<<<<

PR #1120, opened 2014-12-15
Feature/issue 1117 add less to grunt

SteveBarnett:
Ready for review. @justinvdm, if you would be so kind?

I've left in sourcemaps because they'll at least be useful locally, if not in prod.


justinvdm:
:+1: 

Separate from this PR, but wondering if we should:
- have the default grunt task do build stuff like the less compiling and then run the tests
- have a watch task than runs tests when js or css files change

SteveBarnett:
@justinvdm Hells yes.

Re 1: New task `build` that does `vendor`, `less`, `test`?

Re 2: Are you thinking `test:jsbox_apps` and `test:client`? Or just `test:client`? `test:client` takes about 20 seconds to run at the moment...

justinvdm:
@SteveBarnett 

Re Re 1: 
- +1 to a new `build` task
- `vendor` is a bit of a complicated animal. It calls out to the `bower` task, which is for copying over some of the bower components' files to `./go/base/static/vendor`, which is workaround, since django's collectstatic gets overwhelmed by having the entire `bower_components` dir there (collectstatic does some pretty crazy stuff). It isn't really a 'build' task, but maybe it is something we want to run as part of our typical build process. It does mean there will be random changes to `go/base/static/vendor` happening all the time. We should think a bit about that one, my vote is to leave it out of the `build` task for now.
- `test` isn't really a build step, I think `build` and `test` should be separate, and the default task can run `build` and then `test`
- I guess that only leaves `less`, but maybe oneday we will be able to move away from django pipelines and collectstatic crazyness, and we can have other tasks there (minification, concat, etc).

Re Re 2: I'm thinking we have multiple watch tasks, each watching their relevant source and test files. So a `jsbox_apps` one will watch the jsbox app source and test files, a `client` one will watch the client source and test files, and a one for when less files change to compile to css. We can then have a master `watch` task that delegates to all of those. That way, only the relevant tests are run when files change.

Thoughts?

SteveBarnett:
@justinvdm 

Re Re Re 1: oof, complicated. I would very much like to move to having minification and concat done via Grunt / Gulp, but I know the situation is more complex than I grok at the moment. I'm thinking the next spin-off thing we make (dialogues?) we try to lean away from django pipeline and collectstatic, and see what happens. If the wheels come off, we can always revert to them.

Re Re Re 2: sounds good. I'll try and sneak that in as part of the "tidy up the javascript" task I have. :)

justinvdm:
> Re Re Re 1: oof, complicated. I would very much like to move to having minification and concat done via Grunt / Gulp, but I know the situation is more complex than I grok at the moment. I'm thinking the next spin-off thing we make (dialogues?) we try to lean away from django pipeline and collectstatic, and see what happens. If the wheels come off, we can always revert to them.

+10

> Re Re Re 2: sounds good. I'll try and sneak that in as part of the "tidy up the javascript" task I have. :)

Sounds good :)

>>>>

Go through the material and copy each line that contains "there".

#### [RESULT FOR THIS EXERCISE]
- `vendor` is a bit of a complicated animal. It calls out to the `bower` task, which is for copying over some of the bower components' files to `./go/base/static/vendor`, which is workaround, since django's collectstatic gets overwhelmed by having the entire `bower_components` dir there (collectstatic does some pretty crazy stuff). It isn't really a 'build' task, but maybe it is something we want to run as part of our typical build process. It does mean there will be random changes to `go/base/static/vendor` happening all the time. We should think a bit about that one, my vote is to leave it out of the `build` task for now.
- I guess that only leaves `less`, but maybe oneday we will be able to move away from django pipelines and collectstatic crazyness, and we can have other tasks there (minification, concat, etc).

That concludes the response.